Une révolution du marché aux multiples rebondissements
Miser sur l’avenir avec de l’argent réel devient une méthode d’évaluation des actifs reconnue par les institutions de Wall Street.
Le concept de marché prédictif n’est pas une idée nouvelle. En 1988, le marché électronique de l’Iowa a introduit pour la première fois la notion de « prix comme probabilité ». Au cours des 16 années suivantes, sa précision dans la prévision des élections a dépassé 74 % par rapport aux sondages d’opinion. Mais la croissance explosive réelle a dû attendre l’intervention de la technologie blockchain — via des contrats intelligents permettant un règlement sans confiance, ce qui a complètement levé les barrières réglementaires pour les marchés prédictifs.
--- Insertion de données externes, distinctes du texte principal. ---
PR #682, opened 2025-04-03
Move read_from_non_mmio_device to RemoteChip

broskoTT:
### Issue
On a path of #248

### Description
In this PR, remote read communication is moved to RemoteChip.
There's work on:
1. Initial changes to accommodate RemoteChip to even do what's needed
2. Actual move of read and write to RemoteChip
3. Additional complexities due to a fact that remote write can be done on a LocalChip in case of ethernet broadcast.

1+2+3 seemed too much for a PR, so instead I did just 1+2 by moving only the read part, and 2+3 will be done in a next part where I'll move the write part.

### List of the changes
- RemoteCommunication now accepts LocalChip instead of TTDevice
- Copied the read code from cluster.cpp instead of existing RemoteCommunication's hacked read code
- In RemoteCommunication::write_non_mmio I did slight changes due to now having LocalChip instead of TTDevice and LockManager.
- It only made sense that get_local_chip and get_remote_chip actually return the right classes. I tried other options but I liked this one the most. In any case, those two calls should not be used a lot (in the final code where everywthing is moved to chip classes). Added get_remote_chip call.
- RemoteChip can now do a read through read_from_device, same api as is for LocalChip. This will get unified in Cluster in some of the following PRs. Also, fallback_tlbs will be removed in some of the following PRs
- Slightly changed the order of arguments in read_non_mmio so that first the target is given, then addresses, then size. Note that eth core used is not passed anymore, but it is fetched from the local_chip_. This change was actually done in https://github.com/tenstorrent/tt-umd/pull/667

### Testing
Existing CI tests.
Also tt_metal tests, since I'm uncertain on the scope of our remote tests:

### API Changes

### DIFF
--- a/device/api/umd/device/chip/chip.h
+++ b/device/api/umd/device/chip/chip.h
@@ -44,6 +44,7 @@ public:
     virtual void read_from_sysmem(uint16_t channel, void* dest, uint64_t sysmem_src, uint32_t size);
 
     // TODO: Currently works only for Local and not for Remote.
+    // Both write and read cores are defined in VIRTUAL coords.
     virtual void write_to_device(
         tt_xy_pair core, const void* src, uint64_t l1_dest, uint32_t size, const std::string& fallback_tlb);
     virtual void read_from_device(
--- a/device/api/umd/device/chip/remote_chip.h
+++ b/device/api/umd/device/chip/remote_chip.h
@@ -21,6 +21,8 @@ public:
         tt_xy_pair core, void* dest, uint64_t l1_src, uint32_t size, const std::string& fallback_tlb) override;
 
 private:
+    tt_xy_pair translate_chip_coord_virtual_to_translated(const tt_xy_pair core);
+
     eth_coord_t eth_chip_location_;
     std::unique_ptr<RemoteCommunication> remote_communication_;
 };
--- a/device/api/umd/device/chip/remote_chip.h
+++ b/device/api/umd/device/chip/remote_chip.h
@@ -7,11 +7,21 @@
 #pragma once
 
 #include "umd/device/chip/chip.h"
+#include "umd/device/remote_communication.h"
 
 namespace tt::umd {
+class LocalChip;
+
 class RemoteChip : public Chip {
 public:
-    RemoteChip(tt_SocDescriptor soc_descriptor);
+    RemoteChip(tt_SocDescriptor soc_descriptor, eth_coord_t eth_chip_location, LocalChip* local_chip);
     bool is_mmio_capable() const override;
+
+    void read_from_device(
+        tt_xy_pair core, void* dest, uint64_t l1_src, uint32_t size, const std::string& fallback_tlb) override;
+
+private:
+    eth_coord_t eth_chip_location_;
+    std::unique_ptr<RemoteCommunication> remote_communication_;
 };
 }  // namespace tt::umd
--- a/device/api/umd/device/remote_communication.h
+++ b/device/api/umd/device/remote_communication.h
@@ -16,6 +16,7 @@ public:
     RemoteCommunication(LocalChip* local_chip);
     virtual ~RemoteCommunication();
 
+    // Target core should be in translated coords.
     void read_non_mmio(
         eth_coord_t target_chip, tt_xy_pair target_core, void* dest, uint64_t core_src, uint32_t size_in_bytes);
 
--- a/device/api/umd/device/remote_communication.h
+++ b/device/api/umd/device/remote_communication.h
@@ -9,18 +9,15 @@
 
 namespace tt::umd {
 
+class LocalChip;
+
 class RemoteCommunication {
 public:
-    RemoteCommunication(TTDevice* tt_device);
+    RemoteCommunication(LocalChip* local_chip);
     virtual ~RemoteCommunication();
 
     void read_non_mmio(
-        uint8_t* mem_ptr,
-        tt_xy_pair core,
-        uint64_t address,
-        uint32_t size_in_bytes,
-        eth_coord_t target_chip,
-        const tt_xy_pair eth_core);
+        eth_coord_t target_chip, tt_xy_pair target_core, void* dest, uint64_t core_src, uint32_t size_in_bytes);
 
     void write_to_non_mmio(
         uint8_t* mem_ptr,
@@ -33,8 +30,7 @@ public:
     void wait_for_non_mmio_flush(std::vector<tt_xy_pair> remote_transfer_eth_cores);
 
 private:
-    TTDevice* tt_device;
-    LockManager lock_manager;
+    LocalChip* local_chip_;
 };
 
 }  // namespace tt::umd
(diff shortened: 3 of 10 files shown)


device/api/umd/device/chip/remote_chip.h
```diff
@@ -7,11 +7,21 @@
...
+class LocalChip;
+
 class RemoteChip : public Chip {
 public:
-    RemoteChip(tt_SocDescriptor soc_descriptor);
+    RemoteChip(tt_SocDescriptor soc_descriptor, eth_coord_t eth_chip_location, LocalChip* local_chip);
     bool is_mmio_capable() const override;
+
+    void read_from_device(
+        tt_xy_pair core, void* dest, uint64_t l1_src, uint32_t size, const std::string& fallback_tlb) override;
```
pjanevskiTT, line 21: should we add CoreCoord API as well here?

device/api/umd/device/remote_communication.h
```diff
@@ -13,18 +13,15 @@ class named_mutex;
...
     virtual ~RemoteCommunication();
 
     void read_non_mmio(
-        uint8_t* mem_ptr,
-        tt_xy_pair core,
-        uint64_t address,
-        uint32_t size_in_bytes,
-        eth_coord_t target_chip,
-        const tt_xy_pair eth_core);
+        eth_coord_t target_chip, tt_xy_pair target_core, void* dest, uint64_t core_src, uint32_t size_in_bytes);
```
pjanevskiTT, line 24: nit: rename core_src to address or l1_src, to match local chip read and writes

device/api/umd/device/remote_communication.h
```diff
@@ -13,18 +13,15 @@ class named_mutex;
...
 
+class LocalChip;
+
 class RemoteCommunication {
 public:
-    RemoteCommunication(TTDevice* tt_device);
+    RemoteCommunication(LocalChip* local_chip);
     virtual ~RemoteCommunication();
 
     void read_non_mmio(
```
pjanevskiTT, line 23: not an action for this PR, but I think we should standardize our read/write function definitions. For example I would like to see something like

```
chip->read(ptr, size, addr, core, ...<additional args>);
// same for write
```
I don't really care about the order, I would just like each read/write function in any class to respect it. If you agree you can open an issue about it

device/remote_communication.cpp
```diff
@@ -33,31 +36,27 @@ struct routing_cmd_t {
...
     using data_word_t = uint32_t;
     constexpr int DATA_WORD_SIZE = sizeof(data_word_t);
+    std::string write_tlb = "LARGE_WRITE_TLB";
+    std::string read_tlb = "LARGE_READ_TLB";
+    std::string empty_tlb = "";
 
-    tt_xy_pair translated_core = core;
-    core.x = translated_core.x;
-    core.y = translated_core.y;
+    auto translated_coord = local_chip_->get_soc_descriptor().translate_coord_to(
```
pjanevskiTT, line 51: two things here. First, I think it's a bug to use local_chip translations, we should use remote chip here?
Second, this translation based on umd_use_noc1 is problematic in itself, I added a fix in #684. So I would probably wait for that fix to land in main, we can expose that API through chip and then you use remote chip translation here

pjanevskiTT (commented):
Left few comments. I would like to see the test before approving as well. If you think more Cluster functions should be moved in order to write a test, that is probably fine as well

device/api/umd/device/remote_communication.h
broskoTT: I'm already trying to do that.
The logic is as following:
First define the destination core location, target_chip, target_core, etc
Then define src, dest in case of write, or dest,src in case of read
Then define the size of the transfer,
Then everything else

device/api/umd/device/remote_communication.h
broskoTT: But this is not just l1, this was intentional. It can be a register read/write

device/api/umd/device/chip/remote_chip.h
broskoTT: I agree.
I think we should try to use CoreCoord everywhere internally up to the point of going to the noc, or to TTDevice.
I think there are other places where this is true. I created an issue to fix that, but I'd say it's out of scope for this PR
#687

device/remote_communication.cpp
broskoTT: When I fixed this the tests started passing, so that might've been the bug :)

device/api/umd/device/chip/chip.h
```diff
@@ -44,6 +44,7 @@ class Chip {
     virtual void read_from_sysmem(uint16_t channel, void* dest, uint64_t sysmem_src, uint32_t size);
```
broskoTT, line 44: Dependant change got reverted in #713, so I can't merge this until that is resolved. It introduced hangs on TG, so make sure to check this and following changes on TG

broskoTT:
All tt_metal tests passed on https://github.com/tenstorrent/tt-umd/pull/686, 
So I'm merging the whole stack of changes:
https://github.com/tenstorrent/tt-umd/pull/714
https://github.com/tenstorrent/tt-umd/pull/682
https://github.com/tenstorrent/tt-umd/pull/685
https://github.com/tenstorrent/tt-umd/pull/686

device/cluster.cpp
```diff
@@ -175,7 +175,10 @@ std::unique_ptr<Chip> Cluster::construct_chip_from_cluster(
         return std::make_unique<LocalChip>(
             soc_desc, cluster_desc->get_chips_with_mmio().at(chip_id), num_host_mem_channels, clean_system_resources);
     } else {
-        return std::make_unique<RemoteChip>(soc_desc);
+        return std::make_unique<RemoteChip>(
```
pjanevskiTT, line 178: nit: just a suggestion to add assert on architecture to be able to make RemoteChip only for Wormhole, since eth coordinates are not available otherwise. Not sure it should be added, but it may be helpful in the future to catch potential bugs

device/cluster.cpp
```diff
@@ -404,7 +407,19 @@ Cluster::Cluster(
     std::unordered_map<chip_id_t, HarvestingMasks> simulated_harvesting_masks) {
     cluster_desc = Cluster::create_cluster_descriptor();
 
-    for (auto& chip_id : cluster_desc->get_all_chips()) {
+    std::vector<chip_id_t> all_chips_local_first;
```
pjanevskiTT, line 410: why is this needed?

device/cluster.cpp
```diff
@@ -459,7 +486,19 @@ Cluster::Cluster(
     std::unordered_map<chip_id_t, HarvestingMasks> simulated_harvesting_masks) {
     cluster_desc = Cluster::create_cluster_descriptor(sdesc_path);
 
-    for (auto& chip_id : target_devices) {
+    std::vector<chip_id_t> all_chips_local_first;
```
pjanevskiTT, line 489: having this exact code at 3 or more places (each constructor), I think this would benefit from a function

pjanevskiTT (approved):
looks good

device/cluster.cpp
broskoTT: You have to initialize the local chips first, otherwise initializing remotechips based on local ones will fail. 
Get_all_chips returns an unordered_set, so the order of traversal is not defined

Les résultats de l’élection présidentielle américaine de 2024 auront un impact décisif sur cette industrie. Pendant la campagne, le volume des transactions sur les marchés prédictifs a atteint près de 2 milliards de dollars par semaine, Polymarket ayant fixé à 99 % la probabilité de victoire de Trump dès 1h30 du matin, bien avant l’annonce officielle par les grands médias. À ce moment-là, la porte de l’intégration du crypto dans la finance grand public s’est ouverte.
Qui gagne de l’argent : le paysage des acteurs du marché
La prospérité des marchés prédictifs ne résulte pas d’une croissance linéaire, mais d’une entrée collective de divers acteurs.
Les équipes d’apprentissage automatique sont devenues de nouveaux chasseurs de profits. L’équipe Synth utilise ses signaux d’IA pour prévoir les tendances de prix à 1 heure et 24 heures des actifs cryptographiques, puis parie en conséquence sur Polymarket. En un mois, leur capital initial de 3000 dollars a été multiplié par 5, atteignant 15 000 dollars, avec un rendement de 500 %. D’autres équipes comme Sportstensor, Sire, Billy, etc., investissent également massivement dans ces marchés, affinant sans cesse leurs signaux et modèles.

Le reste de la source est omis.